Manukahonig zeigte in den Studien die beste Wirkung, da dieser zusätzlich Methylglyoxal enthält. Andere Honigsorten wirken durch den hohen Zuckergehalt, was jedoch durch Verdünnung abgeschwächt wird. Auch das enthaltende Wasserstoffperoxid ist für die Wirkung mitverantwortlich, wird aber durch Katalase abgebaut. Bei der Anwendung von Honig an Wunden können Schmerzen durch den geringen pH-Wert auftreten. Durch eine langsamere Freisetzung aus z.B. Gels kann dieser Schmerz aber abgeschwächt werden.

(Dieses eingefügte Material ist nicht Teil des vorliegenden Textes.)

PR #924, opened 2016-09-02
The twobitreader dependency was missing in the deepTools package

dpryan79:
Apparently we never updated the package dependencies to add twobitreader.


bgruening:
Thanks!

PR #926, opened 2016-09-05
SnpEff: solved conda incompatibilities and test-case

yhoogstrate:
This solves SnpEff in situations where conda is used - the wrapper depends on a shell variable that is tool dependencies specific. With some (ugly) bash scripting I was able to mimic this behavior and solve the issue.

Also the tests have been slightly changed as I couldn't reproduce the test result from the earlier XML file


yhoogstrate:
`realpath` is not available on travis VMs

PR #927, opened 2016-09-06
Use planemo to split repository list and find repos.

jmchilton:
The old method was very clever and very unix-y - the payoff isn't large for this change (doesn't eliminate much if any YAML) and I didn't dislike the previous approach but I feel it would be better to move to planemo so we can unify things (best practices) across repos more easily. This should eliminate the need for copying the script around, centralizes logic for determining what a shed repo is into planemo, and hopefully appears more natural for the novice tool developer (xaa seems more like magic).

Ultimately, I'd like to move toward a new file - maybe a .planemo_ci.yml file and hopefully Travis CI can be as simple as:

    planemo ci

... for these repos. This would hopefully let us be more CI independent and would hopefully enable testing the CI process outside of the CI server. It would also hopefully simplify the process of setting up new repos.


peterjc:
I like the motivation for this change, moving the Unix script magic into planemo :)

yhoogstrate:
Very elegant, thanks @jmchilton. Ready to merge according to me

bgruening:
I guess this one wait for me as I invented this bogus with xaa? Good for me! Thanks @jmchilton!

PR #929, opened 2016-09-07
update snpeff.py

nlapalu:
I am writing a tool to compile my own snpeffdb. The supported datatype is snpeffdbv4, so I need to get the version of snpeff in metadata for further analyses with snpeff in galaxy.

### DIFF
--- a/datatypes/snpeff_datatypes/snpeff.py
+++ b/datatypes/snpeff_datatypes/snpeff.py
@@ -57,6 +57,9 @@ class SnpEffDb( Text ):
                         # if snpEffectPredictor.bin download succeeded
                         genome_version = os.path.basename(root)
                         dataset.metadata.genome_version = genome_version
+                        snpeff_version = self.getSnpeffVersionFromFile('{}/{}/snpEffectPredictor.bin'.format(data_dir,genome_version))
+                        if snpeff_version:
+                            dataset.metadata.snpeff_version = snpeff_version
                     else:
                         m = re.match(regulation_pattern, fname)
                         if m:


yhoogstrate:
Dear @nlapalu, I think we can't merge this until the snpeffdbv4 format is defined in here: https://github.com/galaxyproject/galaxy/blob/dev/config/datatypes_conf.xml.sample

Is there an open PR for this?

nlapalu:
Dear @yhoogstrate, the format is defined in its own "datatype" repository, here:
https://github.com/galaxyproject/tools-iuc/blob/master/datatypes/snpeff_datatypes/datatypes_conf.xml

An update of the datatypes_conf.xml is required ?

yhoogstrate:
blame/ping @bgruening :)

bgruening:
I get always blamed ;-)

Youri is right here the best way is to put it into the galaxy main datatypes_conf.xml file. The datatypes stored here are just for historical reasons here and should be included upstream already.

Thanks for this contribution!

jj-umn:
Can you use the existing snpeffdb datatype from the galaxy distribution: https://github.com/galaxyproject/galaxy/blob/dev/lib/galaxy/datatypes/text.py   
It already has the version metadata.  It relies on the first line in snpEffectPredictor.bin having the SnpEff version:

$ gzcat tool-data/snpEff/v4_1/data/GRCm38.78/snpEffectPredictor.bin | head -n 3
SnpEff  4.1
CHROMOSOME      2       1       0       171031748       MG4214_PATCH    false
CHROMOSOME      3       1       0       42056   GL456367.1      false

yhoogstrate:
Hey @nlapalu,

according to the comment of @jj-umn (thanks for that!) you should proceed with something like this:

```
<command>
	#if $snpeff_db.metadata.snpeff_version == 'SnpEff4.0':
		echo "4.0!"
	#else
		print "not 4.0?"
		exit(1)
	#end if
</command>
...
<param format="snpeffdb" name="snpeff_db" type="data" />
...

```

If you want to test your tool, please update galaxy to at least this revision by @jj-umn:
https://github.com/galaxyproject/galaxy/commit/fb30e2b06103f3fbfa3dd1238c1f4e707d04b633
from (9 dec 2015). Also, try not to use a custom `snpeffdb4` format but the `snpeffdb` as provided by galaxy.

I am closing this pull request because I think the issue can be resolved without changes to IUC. I also think the snpeff data type definition(s) has to be removed from the IUC repo to avoid confusion. Thanks for getting here and taking action on this :+1: . If you have any more questions regarding this don't hezitate to reopen the issue.

all best,

Youri

PR #930, opened 2016-09-07
Update snpEff.xml

nlapalu:


yhoogstrate:
Dear @nlapalu,

could you try to get it working like this (and please report back whether you succeeded):
```
<param name="inp" type="data" format="snpeff">
    <options>
        <filter type="data_meta" ref="snpeff_version" key="SnpEff4.0"/>
    </options>
</param>
```
I did not test this myself but I think this might be the ideal way to solve this.

kind regards,

Youri

PR #932, opened 2016-09-07
Quast

Delphine-L:
New wrapper for Quast tool (Quality Assessment Tool for genome assemblies). A wrapper exists in the tool shed but this new one includes more options for the quality metrics including the possibility to add a genome reference file and annotation files. The wrapper also allows to get additional outputs like html report and contig size visualisation. 
Future development should be made to include more graphical output and additional features like gene discovery and variant detection.


tools/quast/.shed.yml
```diff
@@ -0,0 +1,13 @@
+categories: [Assembly]
+description: Quast
+long_description: QUAST (Quality ASsessment Tool) evaluates genome assemblies.
```
bgruening: can we move this to description and remove the long description here, it is at the bottom as well

tools/quast/quast.xml
```diff
@@ -0,0 +1,178 @@
+<tool id="quast" name="Quast" version="2.0.0" >
+	<description>QUAST (Quality ASsessment Tool) evaluates genome assemblies.</description>
```
bgruening: Can you please improve the code style a little bit.
 * 4 spaces indent 
 * less empty lines

tools/quast/quast.xml
```diff
@@ -0,0 +1,178 @@
...
+
+	<requirements>
+		<requirement type="package" version="4.1">quast</requirement>
```
bgruening: Quast already depends on matplotlib, so this is not required if you only target conda packages: https://github.com/bioconda/bioconda-recipes/blob/master/recipes/quast/meta.yaml

tools/quast/quast.xml
```diff
@@ -0,0 +1,178 @@
...
+
+
+		#for $k in $files:
+			#if $k.type_file == "scaffold" :
+				-s
+			#end if
+      $k.input
+		#end for
+		;
+		cp outputdir/report.txt $quast_out;
```
bgruening: all paths and text inputs needs to be quoted, e.g. '$quast_out'

tools/quast/quast.xml
```diff
@@ -0,0 +1,178 @@
...
+		$names
+
+
+		#for $k in $files:
+			#if $k.type_file == "scaffold" :
+				-s
+			#end if
+      $k.input
+		#end for
+		;
```
bgruening: please use && to separate commands, otherwise the second command will run even if the first crashes

tools/quast/quast.xml
```diff
@@ -0,0 +1,178 @@
...
+            description="Something went wrong. Check the following errors : No labels..." />
+	</stdio>
+
+	<command>
+
+<![CDATA[	
+	 	quast
+		 -o outputdir
+
+		#if $gene_selection == "eukaryote" :
```
bgruening: space after eukaryote is not needed

tools/quast/quast.xml
```diff
@@ -0,0 +1,178 @@
...
+	</command>
+
+	<inputs>
+		<repeat name="files" title="Input assembly files" min="1">
+			<param type="data" format="fasta" name="input" label="Contigs/scaffolds output file"/>
+			<param name="type_file" type="select" label="Type of data">
+				<option value="contig">Contig</option>
+				<option value="scaffold">Scaffold</option>
+			</param>
+			<param name="label" type="text" label="Label the Dataset" value="Assembly File Label"/>
```
bgruening: How important is this? You could also use the history name of the dataset if you want.

tools/quast/quast.xml
```diff
@@ -0,0 +1,178 @@
...
+		</repeat>
+
+
+		<param name="input_size" type="integer" label="Size of reference genome(Optional)" optional="True" help="Estimated reference genome size (in bp) for computing NGx statistics. This value will be used only if a reference genome file is not specified "/>
```
bgruening: long lines can be broken into 2 or 3, so that the help in in the next line

tools/quast/quast.xml
```diff
@@ -0,0 +1,178 @@
...
+
+
+
+      <param name="input_ref" type="data" format="fasta"  label="Reference File(Optional)" optional="True" help="Many metrics can't be evaluated without a reference. If this is omitted, QUAST will only report the metrics that can be evaluated without a reference."/>
```
bgruening: Please either include the original parameter name of the tool in the help text, e.g. `help="foo bla (--argument)"`
Or use `param argument="--argument"` to specify the name of the parameter.

tools/quast/quast.xml
```diff
@@ -0,0 +1,178 @@
...
+      <param name="annot" type="data" format="txt" label="Gene Annotations (Optional)" optional="True" help="File with gene positions in the reference genome. "/>
```
bgruening: You don't need to label it as Optional, this should be obvious from the Galaxy UI

tools/quast/quast.xml
```diff
@@ -0,0 +1,178 @@
+<tool id="quast" name="Quast" version="2.0.0" >
```
bgruening: You could use the tool version 4.1.0 to reflect the underlying dependency.

tools/quast/quast.xml
```diff
@@ -0,0 +1,178 @@
...
+	+ An assessment summary in plain text format
+	+ An assessment summary in tabulation separated values format
+	+ An assessment summary in LateX format
+	+ An assessment summary in HTML format
+	+ An HTML view of contig sizes wit Icarus
+
+
+-----
+
+**Tool Information**
```
bgruening: I think this is too detailed for the target audience and the version should be indicated by the tool version, but this is just my opinion.

tools/quast/quast.xml
```diff
@@ -0,0 +1,178 @@
...
+
+- QUAST Tool v4.1:
+	+ Release Date: May 2016
+	+ URL: http://bioinf.spbau.ru/quast
+	+ Source URL: https://downloads.sourceforge.net/project/quast/quast-4.1.tar.gz
+
+-----
+
+**QUAST Galaxy Wrapper Author and Contact Information**
+
```
bgruening: Can we move this in the citation section or in a readme?

bgruening:
This is a great first version. Nice work @Delphine-L! I did a small review with some comments, but overall it looks good.

bgruening:
Also the test html files are quite large could we use the md5 checksum to compare them, or the `contains` test method?

tools/quast/.shed.yml
```diff
@@ -0,0 +1,13 @@
...
+remote_repository_url: https://github.com/galaxyproject/tools-iuc/tree/master/tools/quast
+name: quast
+owner: iuc
+long_description: QUAST evaluates genome assemblies by computing various metrics, including 
+    - N50, length for which the collection of all contigs of that length or longer covers at least 50% of assembly length,
+    - NG50, where length of the reference genome is being covered,
+    - NA50 and NGA50, where aligned blocks instead of contigs are taken,
+    - misassemblies, misassembled and unaligned contigs or contigs bases,
+    - genes and operons covered.
+    http://quast.bioinf.spbau.ru/
```
martenson: please use `homepage_url: http://quast.bioinf.spbau.ru/` instead of including it in the description

tools/quast/quast.xml
martenson: @bgruening What if in future quast won't depend on matplotlib?

bgruening: A future version will have a new version number and no dependency on matplotlib ... so I think this is save.

Delphine-L:
Thank you @bgruening  and @martenson for your useful comments ! I tried to change the wrapper accordingly, I hope the new version will be more suitable.

Delphine-L:
We rebased the branch in order to suppress the heavy html files from the repository

martenson:
👍

tools/quast/README.txt
```diff
@@ -0,0 +1,22 @@
+**Tool Information**
```
bgruening: Should this be a README.md file?

tools/quast/quast.xml
```diff
@@ -0,0 +1,129 @@
...
+        --min-contig $min_contig
+        --contig-thresholds $threshold_contig
+        #for $k in $files:
+            #if $k.type_file == "scaffold":
+                -s
+            #end if
+        $k.input
+        #end for
+        &&
+        cp outputdir/report.txt '$quast_out';
```
bgruening: please also use `&&` here and below.

bgruening: please also use `mv`. If the `tmp` dir is on the same partition as the Galaxy store, `mv` should be much faster.

bgruening:
@Delphine-L very nice! Just these two small changes and we are ready for a merge!

tools/quast/quast.xml
```diff
@@ -39,11 +39,11 @@
...
-        cp outputdir/report.txt '$quast_out';
-        cp outputdir/report.tsv '$quast_tsv';
-        cp outputdir/report.tex '$quast_tex';
-        cp outputdir/icarus_viewers/contig_size_viewer.html '$icarus';
-        cp outputdir/report.html '$report_html';
+        mv outputdir/report.txt '$quast_out' &&
+        mv outputdir/report.tsv '$quast_tsv' &&
+        mv outputdir/report.tex '$quast_tex' &&
+        mv outputdir/icarus_viewers/contig_size_viewer.html '$icarus' &&
+        mv outputdir/report.html '$report_html' &&
```
bgruening: The last one should be removed. A command should not end with a `&&` or `;`

bgruening:
And tests pass again! Thanks so much!

PR #1302, opened 2017-05-11
Trinity analyze_diff_expr: fix input file names

loraine-gueguen:
This PR fixes several points: 
- Ask for DE_matrices as input only when using option "Run GO enrichment analysis".
- Improve handling of input file names for DE_results and DE_matrix files. Adjust file names in tests consequently. Add test for DE_results input files with non-standard names. (See below for more explanation)
- Keep '.subset' in the name generated for extracted_DE_genes output files.
- Remove unnecessary bioconductor-go.db requirement. This conda package is already installed with bioconductor-goseq.

The wrapper does not handle correctly DE_results files generated by previous Trinity tool (run_de_analysis.pl) and produces an error when using option "Run GO enrichment analysis" (unless removing the standard terminal ".DE_results" for each file). Indeed, the wrapper adds a ".DE_results" extension systematically to input DE_results file, even if it is already there and, consequently, there is no more link through file name between DE_results files and DE_matrices files, which is essential for the tool. 

I hope I am clear enough!


bgruening:
@loraine-gueguen what happens if a file is called `foo_bar_foo.DE_results.DE_results` is it still working?

abretaud:
Appart from @bgruening remark, it looks ok to me

loraine-gueguen:
Yes. It will work. What is important  is to have a terminal '.DE_results' (which is ensured by the for loop on DE_results files in the command line) because the tool analyze_diff_expr.pl is looking for these files this way:
`my @DE_result_files = <*.DE_results>;` 
No matter if the files have 2 or 3 times '.DE_results'.

The difficulty is when using option 'go_enrichment', which needs supplementary input files 'DE_matrices'. The file names of 'DE_matrices' files must be exactly identical to the file names of differential expression results, with extension '.count_matrix' instead of '.DE_results'. The tool analyze_diff_expr.pl is looking for the 'count_matrices' files this way:
`$background_file =~ s/\.DE_results$/\.count_matrix/`
In the wrapper, in the for loop on 'DE_matrices' files, I addressed the general case where all the input files are generated by the run_de_analysis.pl tool of Trinity. And I have added a warning on file names in the 'help' section of  input 'DE_matrices' files.

bgruening:
Wah, this is crazy :)! Thanks @loraine-gueguen for the fix!

PR #1306, opened 2017-05-15
QIIME - Add data manager (from master)

bebatut:
To replace #1296


bgruening:
Fantastic, it works for me, at least 4 out of the 1000 different options :)
Thanks B!

PR #1307, opened 2017-05-15
Update prinseq.xml

lecorguille:
To conserve the `fastqsanger` format through the tool


nsoranzo:
It would be nice to also add `ftype` at line 694 to check that the correct datatype is assigned to the output dataset.

lecorguille:
Like that?

nsoranzo:
Exactly, thanks @lecorguille!

PR #1311, opened 2017-05-18
activate pep8 testing again

bgruening:
Qiime and mothur are merged. Now we can cleanup python files if needed.

### DIFF
--- a/.travis.yml
+++ b/.travis.yml
@@ -39,20 +39,23 @@ install:
   - | 
     if [ -s changed_repositories_chunk.list ]; then  
         planemo ci_find_tools --exclude data_managers \
-                            --exclude packages \
-                            --chunk_count 4 --chunk "${CHUNK}" \
-                            --output changed_tools_chunk.list \
-                            `cat changed_repositories_chunk.list`
+                              --exclude packages \
+                              --chunk_count 4 --chunk "${CHUNK}" \
+                              --output changed_tools_chunk.list \
+                              $(cat changed_repositories_chunk.list)
+        cat changed_tools_chunk.list
     fi
   - cat changed_repositories_chunk.list
-  - cat changed_tools_chunk.list | true  # this file might not exist
-
+  
 script:
   - set -e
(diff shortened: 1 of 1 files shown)


peterjc:
Everything broke - do you need to include another ``cd``command?

bgruening:
Mh, `cat changed_repositories_chunk.list` is empty, which results in testing all tools. We should guard this beind a IF. If no one beats me to it, I will do it tomorrow. Betime here!

nsoranzo:
It's this line in the modified `.travis.yml` :

https://github.com/galaxyproject/tools-iuc/blob/master/.travis.yml#L44

When `changed_repositories_chunk.list` is empty, all tools in the repo are tested, but no Conda dependency is installed.

nsoranzo:
@bgruening Indeed! Anyway 

> The command "cd "$TRAVIS_BUILD_DIR" && flake8 --exclude=.git ." exited with 0.

bgruening:
Master is also failing, because TS upload takes so long ;)
Really time for bed! :)
I will upload them tomorrow manually.

.travis.yml
```diff
@@ -39,20 +39,23 @@ install:
...
         planemo ci_find_tools --exclude data_managers \
-                            --exclude packages \
-                            --chunk_count 4 --chunk "${CHUNK}" \
-                            --output changed_tools_chunk.list \
-                            `cat changed_repositories_chunk.list`
+                              --exclude packages \
+                              --chunk_count 4 --chunk "${CHUNK}" \
+                              --output changed_tools_chunk.list \
+                              $(cat changed_repositories_chunk.list)
+        cat changed_tools_chunk.list
```
bgruening: I kind of likes the display in travis, that you have a separate item which you can open and see, this is now mixed/hidden in an other idem. I don't feel strongly about it.

nsoranzo: The previous version was wrong because you were using a pipe `|` instead of an or `||`, so I thought it would be cleaner to have the `cat` inside the `if`, so we also don't have the "File not found" error message.
I'll merge as it is, we can move it out if it turns out to be useful.

PR #1313, opened 2017-05-19
QIIME: Add dependency to the data manager

bebatut:
Hi,

I added the `repository_dependencies.xml` and the dependency to the data manager

Bérénice


bgruening:
I like this, but I know @blankenberg had some arguments against it.
Dan what do you think?

blankenberg:
IMHO, it makes sense to have the suite contain the datamanager, but not have a requirement of the individual tools on the data manager. The general thought is that you if you want to install a single tool, but not install the DM, then you should be able to do that easily - you may have the reference data configured manually, for example.

bgruening:
@blankenberg that makes indeed more sense. The problem is planemo creates the suite and we have currently no way to include some additional files. Maybe we can add to the shed.yml some hints about data-managers?

bgruening:
@jmchilton can we annotate additional repo in the shed.yml file that are automatically included during the de-multiplex step? Any other idea?

PR #1314, opened 2017-05-19
QIIME: re-enable alpha diversity test

shiltemann:
this test can be re-enabled again now that we have the extended log output timeout limit in travis.


bgruening:
Great thanks!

Insgesamt gibt es eine gute Evidenz für die Anwendung von Honig, jedoch wird die geringe Anzahl randomisierter kontrollierter Studien teilweise kritisiert. Die Studienlage ist jedoch nicht schlechter als für andere Wundauflagen und es liegen immerhin 35 randomisierte kontrollierte Studien für die Anwendung von Honig an verschiedenen Wunden vor. Insgesamt lässt sich sagen, dass die verfügbare Evidenz den Einsatz von Honig und vor allem von Manukahonig in der Wundbehandlung unterstützt.
Quellen
Maddocks, S. E., & Jenkins, R. E. (2013). Honey: a sweet solution to the growing problem of antimicrobial resistance?. Future microbiology, 8(11), 1419-1429.
Molan, P. C., & Rhodes, T. (2015). Honey: A biologic wound dressing. Wounds, 27(6), 141–151.